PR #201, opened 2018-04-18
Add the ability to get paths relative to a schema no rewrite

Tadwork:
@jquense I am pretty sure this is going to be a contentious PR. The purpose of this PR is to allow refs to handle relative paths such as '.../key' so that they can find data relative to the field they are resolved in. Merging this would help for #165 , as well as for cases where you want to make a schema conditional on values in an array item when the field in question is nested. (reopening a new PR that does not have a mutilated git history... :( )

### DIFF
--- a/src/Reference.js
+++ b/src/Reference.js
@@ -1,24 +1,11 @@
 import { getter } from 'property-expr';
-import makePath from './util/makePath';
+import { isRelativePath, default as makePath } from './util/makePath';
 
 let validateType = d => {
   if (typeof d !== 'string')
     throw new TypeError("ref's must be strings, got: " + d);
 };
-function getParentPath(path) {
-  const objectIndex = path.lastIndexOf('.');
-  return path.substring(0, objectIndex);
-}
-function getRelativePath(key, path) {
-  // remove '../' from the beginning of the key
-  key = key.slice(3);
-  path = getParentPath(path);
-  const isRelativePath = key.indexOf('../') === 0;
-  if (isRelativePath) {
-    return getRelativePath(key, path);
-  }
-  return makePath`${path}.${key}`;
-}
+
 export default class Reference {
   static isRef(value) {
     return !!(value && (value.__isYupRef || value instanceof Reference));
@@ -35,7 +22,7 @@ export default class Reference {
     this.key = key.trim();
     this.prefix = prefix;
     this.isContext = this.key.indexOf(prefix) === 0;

____

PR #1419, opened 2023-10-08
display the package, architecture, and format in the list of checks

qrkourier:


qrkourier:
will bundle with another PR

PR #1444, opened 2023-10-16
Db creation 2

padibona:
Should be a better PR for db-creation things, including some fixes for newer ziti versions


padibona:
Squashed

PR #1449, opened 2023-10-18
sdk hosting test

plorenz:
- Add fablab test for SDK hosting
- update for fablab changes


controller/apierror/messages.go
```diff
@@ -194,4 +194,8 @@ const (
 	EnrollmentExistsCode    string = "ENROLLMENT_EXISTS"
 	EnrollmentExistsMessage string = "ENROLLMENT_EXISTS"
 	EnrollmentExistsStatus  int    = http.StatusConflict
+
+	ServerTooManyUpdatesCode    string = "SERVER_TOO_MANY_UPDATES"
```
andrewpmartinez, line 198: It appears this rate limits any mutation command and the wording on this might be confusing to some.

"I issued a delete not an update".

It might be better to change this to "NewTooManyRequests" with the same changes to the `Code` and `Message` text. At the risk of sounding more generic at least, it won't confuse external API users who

____

**Exercise description:** Of the lines above, retype only those from the line containing "return path.substring(0, objectIndex);" through the line containing "this.isContext = this.key.indexOf(prefix)", including both, exactly.

**Expected output:**
-  return path.substring(0, objectIndex);
-}
-function getRelativePath(key, path) {
-  // remove '../' from the beginning of the key
-  key = key.slice(3);
-  path = getParentPath(path);
-  const isRelativePath = key.indexOf('../') === 0;
-  if (isRelativePath) {
-    return getRelativePath(key, path);
-  }
-  return makePath`${path}.${key}`;
-}
+
 export default class Reference {
   static isRef(value) {
     return !!(value && (value.__isYupRef || value instanceof Reference));
@@ -35,7 +22,7 @@ export default class Reference {
     this.key = key.trim();
     this.prefix = prefix;
     this.isContext = this.key.indexOf(prefix) === 0;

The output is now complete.